◆ **EXERCISE BRIEF**: Within the entries below, the lines from the one with "PR #2719, opened 2020-09-24" through the one with "zephraph, line 6990: In" are to be set down exactly, both ends kept.

[Saved entries]
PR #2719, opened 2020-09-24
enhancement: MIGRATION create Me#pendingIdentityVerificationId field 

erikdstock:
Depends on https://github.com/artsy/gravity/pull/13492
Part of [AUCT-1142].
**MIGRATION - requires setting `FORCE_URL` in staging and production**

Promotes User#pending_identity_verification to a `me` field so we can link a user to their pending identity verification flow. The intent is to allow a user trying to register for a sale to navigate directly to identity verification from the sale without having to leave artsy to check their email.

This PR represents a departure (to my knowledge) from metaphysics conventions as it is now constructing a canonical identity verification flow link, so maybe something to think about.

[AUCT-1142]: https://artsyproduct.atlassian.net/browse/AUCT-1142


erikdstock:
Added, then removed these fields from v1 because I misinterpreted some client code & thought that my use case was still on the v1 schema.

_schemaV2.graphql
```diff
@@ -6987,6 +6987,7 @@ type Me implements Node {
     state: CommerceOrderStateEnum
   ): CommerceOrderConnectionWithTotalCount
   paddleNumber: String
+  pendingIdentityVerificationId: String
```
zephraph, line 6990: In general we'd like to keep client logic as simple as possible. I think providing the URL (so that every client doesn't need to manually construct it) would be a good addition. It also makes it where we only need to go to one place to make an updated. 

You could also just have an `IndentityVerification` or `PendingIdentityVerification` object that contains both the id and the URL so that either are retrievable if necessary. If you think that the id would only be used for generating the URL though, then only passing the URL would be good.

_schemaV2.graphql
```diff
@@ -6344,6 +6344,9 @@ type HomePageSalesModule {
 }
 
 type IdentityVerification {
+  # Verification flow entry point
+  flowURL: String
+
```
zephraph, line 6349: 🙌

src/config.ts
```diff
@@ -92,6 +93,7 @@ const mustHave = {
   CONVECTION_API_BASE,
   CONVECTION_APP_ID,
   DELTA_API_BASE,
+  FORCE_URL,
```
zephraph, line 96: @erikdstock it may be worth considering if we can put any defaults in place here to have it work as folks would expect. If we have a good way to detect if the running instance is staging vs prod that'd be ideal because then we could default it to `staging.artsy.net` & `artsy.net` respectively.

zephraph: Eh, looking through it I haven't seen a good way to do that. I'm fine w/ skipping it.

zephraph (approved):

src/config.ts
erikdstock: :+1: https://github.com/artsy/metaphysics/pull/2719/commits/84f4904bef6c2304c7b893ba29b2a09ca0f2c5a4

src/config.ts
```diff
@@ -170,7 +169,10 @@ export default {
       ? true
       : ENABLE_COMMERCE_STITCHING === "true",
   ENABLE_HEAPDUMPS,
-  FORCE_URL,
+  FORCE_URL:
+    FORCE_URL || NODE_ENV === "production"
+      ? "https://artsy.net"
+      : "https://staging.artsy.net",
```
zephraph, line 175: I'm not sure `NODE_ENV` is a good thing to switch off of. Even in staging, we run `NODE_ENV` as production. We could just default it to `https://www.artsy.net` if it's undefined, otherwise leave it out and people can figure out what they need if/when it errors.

--

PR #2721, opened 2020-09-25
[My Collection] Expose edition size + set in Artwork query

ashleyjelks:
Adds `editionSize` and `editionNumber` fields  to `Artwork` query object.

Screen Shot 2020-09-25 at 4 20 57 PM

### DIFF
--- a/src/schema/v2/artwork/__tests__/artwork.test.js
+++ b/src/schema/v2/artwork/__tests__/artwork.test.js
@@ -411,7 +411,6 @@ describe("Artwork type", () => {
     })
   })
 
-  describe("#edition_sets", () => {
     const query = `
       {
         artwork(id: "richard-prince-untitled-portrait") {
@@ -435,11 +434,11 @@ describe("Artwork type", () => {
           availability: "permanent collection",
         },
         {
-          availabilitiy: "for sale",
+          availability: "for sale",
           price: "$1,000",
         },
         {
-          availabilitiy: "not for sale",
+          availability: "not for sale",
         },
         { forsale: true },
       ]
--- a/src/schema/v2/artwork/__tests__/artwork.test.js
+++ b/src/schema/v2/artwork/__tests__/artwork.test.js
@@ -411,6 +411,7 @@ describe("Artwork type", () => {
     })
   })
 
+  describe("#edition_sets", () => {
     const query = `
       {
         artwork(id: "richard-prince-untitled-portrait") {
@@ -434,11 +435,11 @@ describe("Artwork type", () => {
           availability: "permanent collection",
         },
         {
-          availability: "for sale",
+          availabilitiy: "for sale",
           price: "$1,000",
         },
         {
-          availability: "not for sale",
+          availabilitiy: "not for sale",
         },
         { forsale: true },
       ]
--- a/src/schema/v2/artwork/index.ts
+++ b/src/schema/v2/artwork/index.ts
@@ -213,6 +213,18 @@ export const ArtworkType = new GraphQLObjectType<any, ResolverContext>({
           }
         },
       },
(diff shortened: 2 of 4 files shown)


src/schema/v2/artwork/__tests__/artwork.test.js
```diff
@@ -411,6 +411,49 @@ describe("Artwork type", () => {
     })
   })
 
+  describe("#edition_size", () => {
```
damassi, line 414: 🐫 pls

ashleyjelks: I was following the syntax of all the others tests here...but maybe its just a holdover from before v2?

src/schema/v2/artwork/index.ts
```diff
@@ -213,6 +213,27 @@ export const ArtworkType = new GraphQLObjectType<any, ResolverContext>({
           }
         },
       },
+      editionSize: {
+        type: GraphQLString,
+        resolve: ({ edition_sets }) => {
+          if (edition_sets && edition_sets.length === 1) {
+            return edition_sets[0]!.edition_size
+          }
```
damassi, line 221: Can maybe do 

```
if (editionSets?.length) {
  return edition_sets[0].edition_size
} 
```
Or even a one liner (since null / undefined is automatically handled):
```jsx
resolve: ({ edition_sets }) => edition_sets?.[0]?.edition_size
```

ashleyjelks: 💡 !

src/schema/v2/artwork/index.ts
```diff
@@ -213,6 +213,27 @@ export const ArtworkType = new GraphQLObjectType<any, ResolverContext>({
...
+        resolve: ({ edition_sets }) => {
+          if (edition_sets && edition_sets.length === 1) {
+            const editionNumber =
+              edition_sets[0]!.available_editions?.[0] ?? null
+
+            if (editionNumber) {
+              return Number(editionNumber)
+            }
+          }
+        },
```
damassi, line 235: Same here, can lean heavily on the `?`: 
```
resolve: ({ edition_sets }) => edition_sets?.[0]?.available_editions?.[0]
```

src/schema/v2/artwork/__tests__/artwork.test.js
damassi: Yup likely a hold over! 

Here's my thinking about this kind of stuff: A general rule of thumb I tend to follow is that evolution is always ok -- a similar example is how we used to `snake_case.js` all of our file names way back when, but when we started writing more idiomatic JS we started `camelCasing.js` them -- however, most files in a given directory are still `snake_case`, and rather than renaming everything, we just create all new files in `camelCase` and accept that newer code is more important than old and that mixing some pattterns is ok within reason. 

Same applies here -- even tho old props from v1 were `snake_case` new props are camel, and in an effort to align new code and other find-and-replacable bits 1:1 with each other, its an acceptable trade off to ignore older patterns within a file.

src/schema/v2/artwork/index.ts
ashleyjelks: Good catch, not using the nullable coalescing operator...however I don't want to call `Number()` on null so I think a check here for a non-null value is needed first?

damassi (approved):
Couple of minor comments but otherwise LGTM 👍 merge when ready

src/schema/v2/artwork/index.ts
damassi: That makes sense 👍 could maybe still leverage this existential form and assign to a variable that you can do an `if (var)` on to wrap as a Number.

◆ **RESPONSE AREA**:
PR #2719, opened 2020-09-24
enhancement: MIGRATION create Me#pendingIdentityVerificationId field 

erikdstock:
Depends on https://github.com/artsy/gravity/pull/13492
Part of [AUCT-1142].
**MIGRATION - requires setting `FORCE_URL` in staging and production**

Promotes User#pending_identity_verification to a `me` field so we can link a user to their pending identity verification flow. The intent is to allow a user trying to register for a sale to navigate directly to identity verification from the sale without having to leave artsy to check their email.

This PR represents a departure (to my knowledge) from metaphysics conventions as it is now constructing a canonical identity verification flow link, so maybe something to think about.

[AUCT-1142]: https://artsyproduct.atlassian.net/browse/AUCT-1142


erikdstock:
Added, then removed these fields from v1 because I misinterpreted some client code & thought that my use case was still on the v1 schema.

_schemaV2.graphql
```diff
@@ -6987,6 +6987,7 @@ type Me implements Node {
     state: CommerceOrderStateEnum
   ): CommerceOrderConnectionWithTotalCount
   paddleNumber: String
+  pendingIdentityVerificationId: String
```
zephraph, line 6990: In general we'd like to keep client logic as simple as possible. I think providing the URL (so that every client doesn't need to manually construct it) would be a good addition. It also makes it where we only need to go to one place to make an updated. 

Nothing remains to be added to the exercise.